───── EXCERPTED DATA
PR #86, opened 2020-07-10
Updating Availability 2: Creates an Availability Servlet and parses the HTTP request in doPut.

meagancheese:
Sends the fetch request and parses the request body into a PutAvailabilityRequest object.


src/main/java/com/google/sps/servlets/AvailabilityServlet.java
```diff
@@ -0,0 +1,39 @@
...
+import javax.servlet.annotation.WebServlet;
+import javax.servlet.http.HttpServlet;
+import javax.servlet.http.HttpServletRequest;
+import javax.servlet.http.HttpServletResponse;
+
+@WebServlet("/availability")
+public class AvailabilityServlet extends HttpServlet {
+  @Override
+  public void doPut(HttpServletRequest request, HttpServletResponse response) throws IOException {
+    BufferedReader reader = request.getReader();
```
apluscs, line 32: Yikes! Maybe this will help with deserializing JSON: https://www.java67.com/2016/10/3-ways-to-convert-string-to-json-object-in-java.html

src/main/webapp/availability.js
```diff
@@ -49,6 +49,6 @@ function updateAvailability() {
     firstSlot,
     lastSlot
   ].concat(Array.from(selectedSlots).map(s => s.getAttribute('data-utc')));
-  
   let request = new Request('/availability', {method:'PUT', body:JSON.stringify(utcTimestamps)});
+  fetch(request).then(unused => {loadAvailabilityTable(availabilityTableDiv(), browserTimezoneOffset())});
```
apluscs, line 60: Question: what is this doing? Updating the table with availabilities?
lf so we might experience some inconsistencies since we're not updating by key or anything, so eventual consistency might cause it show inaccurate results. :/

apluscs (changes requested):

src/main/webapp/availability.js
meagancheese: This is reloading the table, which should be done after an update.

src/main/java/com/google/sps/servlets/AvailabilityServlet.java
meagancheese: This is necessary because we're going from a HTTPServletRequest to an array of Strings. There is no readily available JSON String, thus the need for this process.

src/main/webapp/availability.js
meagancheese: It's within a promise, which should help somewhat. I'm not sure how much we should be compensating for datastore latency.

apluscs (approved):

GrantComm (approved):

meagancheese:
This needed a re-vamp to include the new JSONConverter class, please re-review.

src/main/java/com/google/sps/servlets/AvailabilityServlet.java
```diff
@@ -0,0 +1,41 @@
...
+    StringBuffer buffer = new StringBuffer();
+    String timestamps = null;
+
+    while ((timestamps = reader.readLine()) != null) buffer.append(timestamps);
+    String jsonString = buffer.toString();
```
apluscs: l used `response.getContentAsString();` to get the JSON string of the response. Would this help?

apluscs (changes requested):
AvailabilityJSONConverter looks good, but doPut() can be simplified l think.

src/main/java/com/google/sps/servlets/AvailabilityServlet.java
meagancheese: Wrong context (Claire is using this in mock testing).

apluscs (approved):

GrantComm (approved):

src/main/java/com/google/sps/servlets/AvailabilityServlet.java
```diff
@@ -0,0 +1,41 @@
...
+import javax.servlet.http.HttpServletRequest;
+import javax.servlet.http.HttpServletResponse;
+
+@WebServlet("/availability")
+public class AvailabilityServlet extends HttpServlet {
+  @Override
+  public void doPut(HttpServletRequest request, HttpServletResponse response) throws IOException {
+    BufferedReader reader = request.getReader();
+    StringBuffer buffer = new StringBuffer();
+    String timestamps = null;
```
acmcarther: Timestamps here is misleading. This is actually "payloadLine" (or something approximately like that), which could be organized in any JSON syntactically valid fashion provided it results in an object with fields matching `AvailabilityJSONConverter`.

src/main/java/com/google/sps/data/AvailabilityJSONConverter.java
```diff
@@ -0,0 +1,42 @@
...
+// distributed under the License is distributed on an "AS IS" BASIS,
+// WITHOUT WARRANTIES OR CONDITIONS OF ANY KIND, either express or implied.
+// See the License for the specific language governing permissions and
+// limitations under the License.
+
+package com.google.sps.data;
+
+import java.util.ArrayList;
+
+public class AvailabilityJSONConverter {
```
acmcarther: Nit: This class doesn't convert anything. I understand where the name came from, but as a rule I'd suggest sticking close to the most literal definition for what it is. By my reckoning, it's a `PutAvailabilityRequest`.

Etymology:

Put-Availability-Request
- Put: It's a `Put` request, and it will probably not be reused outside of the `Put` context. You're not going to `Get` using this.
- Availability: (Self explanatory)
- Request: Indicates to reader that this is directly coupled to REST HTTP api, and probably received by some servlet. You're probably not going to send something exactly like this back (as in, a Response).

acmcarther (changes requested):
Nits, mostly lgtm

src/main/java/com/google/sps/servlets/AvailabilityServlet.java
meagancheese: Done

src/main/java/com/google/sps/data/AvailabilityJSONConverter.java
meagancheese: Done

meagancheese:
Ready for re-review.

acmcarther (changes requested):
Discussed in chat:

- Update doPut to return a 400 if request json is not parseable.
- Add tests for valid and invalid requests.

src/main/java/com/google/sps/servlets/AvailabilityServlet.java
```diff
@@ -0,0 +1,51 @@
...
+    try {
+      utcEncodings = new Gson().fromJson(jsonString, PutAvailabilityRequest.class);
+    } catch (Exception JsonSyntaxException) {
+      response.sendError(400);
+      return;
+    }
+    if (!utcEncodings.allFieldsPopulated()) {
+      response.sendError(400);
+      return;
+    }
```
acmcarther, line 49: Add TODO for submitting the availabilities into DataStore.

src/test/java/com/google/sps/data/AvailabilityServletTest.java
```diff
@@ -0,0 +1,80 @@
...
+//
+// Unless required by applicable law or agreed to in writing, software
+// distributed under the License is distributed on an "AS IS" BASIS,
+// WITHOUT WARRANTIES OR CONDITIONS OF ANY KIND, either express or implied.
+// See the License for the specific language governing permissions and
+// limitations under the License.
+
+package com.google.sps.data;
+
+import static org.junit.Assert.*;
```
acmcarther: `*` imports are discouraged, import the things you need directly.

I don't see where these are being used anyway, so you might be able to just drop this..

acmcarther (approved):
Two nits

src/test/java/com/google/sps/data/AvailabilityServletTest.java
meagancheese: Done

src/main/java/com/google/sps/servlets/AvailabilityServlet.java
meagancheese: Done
──────────
WORK INSTRUCTION: Search the material above for the string "jsonString", and copy every line in which it turns up.

TASK OUTPUT:
+    String jsonString = buffer.toString();
+      utcEncodings = new Gson().fromJson(jsonString, PutAvailabilityRequest.class);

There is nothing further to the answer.